Exercise 22 ⭐⭐⭐ Research the Federal Reserve's SR 11-7 guidance on model risk management. Identify three specific requirements of SR 11-7 that are applicable to AI-based models used in financial services. For each requirement, explain: (a) what it requires; (b) how it has been applied to AI models in practice (use specific examples if available); and (c) what gaps remain in SR 11-7's coverage of advanced AI systems. How should SR 11-7 be updated to address modern AI systems? (700–900 words)
Exercise 23 ⭐⭐⭐ † Team research project: Identify three employers in your region who use AI-based hiring tools. Research: (a) which AI tools they use (if publicly disclosed); (b) whether they have published bias audits under NYC LL 144 or voluntarily; (c) if audits are published, what the audits found and what the quality of the audit methodology appears to be; and (d) whether the employers have made any public statements about their use of AI in hiring. Present your findings in a 15-minute presentation comparing the three employers' approaches to AI audit transparency.
Exercise 24 ⭐⭐⭐⭐ Policy brief: You have been asked to draft a memorandum to the EEOC Commissioner recommending guidance on AI audit requirements for employment selection tools. Your memorandum (1,200–1,500 words) should: (a) summarize the current legal requirements under Title VII and UGESP for AI selection tools; (b) identify the gaps in current requirements relative to the specific challenges of AI systems; (c) propose specific new guidance on what audits must cover, what metrics must be calculated, what must be disclosed, and what triggers a compliance investigation; and (d) address the legal authority of the EEOC to issue such guidance and the likely industry response.
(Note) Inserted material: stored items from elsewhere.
PR #370, opened 2025-05-16
ADR-1965 Live Service Checklist - remove logic from views (attempt 2)

simondrugan16:
This is a PR for the ticket [ADR-1965](https://jira.tools.tax.service.gov.uk/browse/ADR-1965) Live Service Checklist - Investigate Returns FE use of logic in views.

I am searching for logic in the view that I can move to view models or controllers. This is good because logic in view files is an anti-pattern since the logic is not as well tested as other parts of the code.


test/controllers/adjustment/WhenDidYouPayDutyControllerSpec.scala
```diff
@@ -249,16 +282,23 @@ class WhenDidYouPayDutyControllerSpec extends SpecBase {
...
       }
     }
 
     "must redirect to Journey Recovery for a GET if no existing data is found" in {
+      val mockHelper = mock[WhenDidYouPayDutyHelper]
 
-      val application = applicationBuilder(userAnswers = None).build()
+      val application = applicationBuilder(userAnswers = None)
+        .overrides(bind[WhenDidYouPayDutyHelper].toInstance(mockHelper))
+        .build()
```
matthew-goh, line 301: For this test and those below, WhenDidYouPayDutyHelper is not called, so we don't have to create `mockHelper` and add it to `application`?

app/views/adjustment/WhenDidYouPayDutyView.scala.html
```diff
@@ -54,36 +43,30 @@
...
-        </p>
+            <p class="@Css.bodyCssClass">
+                @link(
+                    id = "excise-enquiries-link",
+                    text = messages("whenDidYouPayDuty.exciseEnquiries.link"),
+                    href = viewModel.exciseEnquiriesUrl,
+                    newTab = true
+                )
+                @messages("whenDidYouPayDuty.paragraph")
+            </p>
```
matthew-goh, line 60: Should we update this to use @paragraph instead of using <p> directly?

app/views/adjustment/SpoiltAlcoholicProductTypeView.scala.html
```diff
@@ -31,14 +31,14 @@
     formGroupWithError: FormGroupWithError
```
matthew-goh, line 31: Looks like helper is no longer used in this view

matthew-goh:
This is a small thing, but the names of the new tests use "should" instead of "must" 😆

ajchilts (approved):
LGTM 👍

test/controllers/adjustment/WhenDidYouPayDutyControllerSpec.scala
simondrugan16: i'm sorry i don't know what you mean

app/views/adjustment/WhenDidYouPayDutyView.scala.html
simondrugan16: this was autoformatter so not new code, so maybe a new ticket for this? maybe there was an issue putting a link in the paragraph template? dunno

app/views/adjustment/SpoiltAlcoholicProductTypeView.scala.html
simondrugan16: removed good spot

simondrugan16:
> This is a small thing, but the names of the new tests use "should" instead of "must" 😆

aah gosh darn must matchers 😂 I caught myself trying to use it on like every spec but clearly didn't notice myself using them :D. It was a dark day for me when they decided to use must matchers not should matchers 😢💀

app/views/adjustment/WhenDidYouPayDutyView.scala.html
matthew-goh: Ok, there could be another ticket to look for html in views. This one was probably because there's both a link and a normal message within the paragraph, but I think there are other places where it uses `HtmlContent` to include both

test/controllers/adjustment/WhenDidYouPayDutyControllerSpec.scala
matthew-goh: In these tests, the controller action redirects to journey recovery, so we don't reach the code that calls WhenDidYouPayDutyHelper. The tests still pass if we remove these 2 lines:
```
val mockHelper = mock[WhenDidYouPayDutyHelper]

.overrides(bind[WhenDidYouPayDutyHelper].toInstance(mockHelper))
```

app/views/adjustment/WhenDidYouPayDutyView.scala.html
ajchilts: I am not so concerned about this one. Probs OK as is.

test/controllers/adjustment/WhenDidYouPayDutyControllerSpec.scala
matthew-goh: Noted that it's better practice still to mock things that are injected but not called, even though other controller specs don't currently do this 🙂

matthew-goh (approved):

Exercise 25 ⭐⭐⭐⭐ † Capstone exercise: Working in teams, design a comprehensive AI audit framework for a sector of your team's choosing. The framework should address: (a) what AI systems are subject to mandatory auditing; (b) what types of audits are required (technical, process, impact, compliance); (c) what the audit must cover at minimum; (d) who can conduct the audit (independence and credential requirements); (e) what must be publicly disclosed; (f) what the consequences of audit failure are; (g) how the framework fits into the broader regulatory landscape of the chosen sector. Present the framework as a draft regulation and an implementation memo addressed to regulated entities.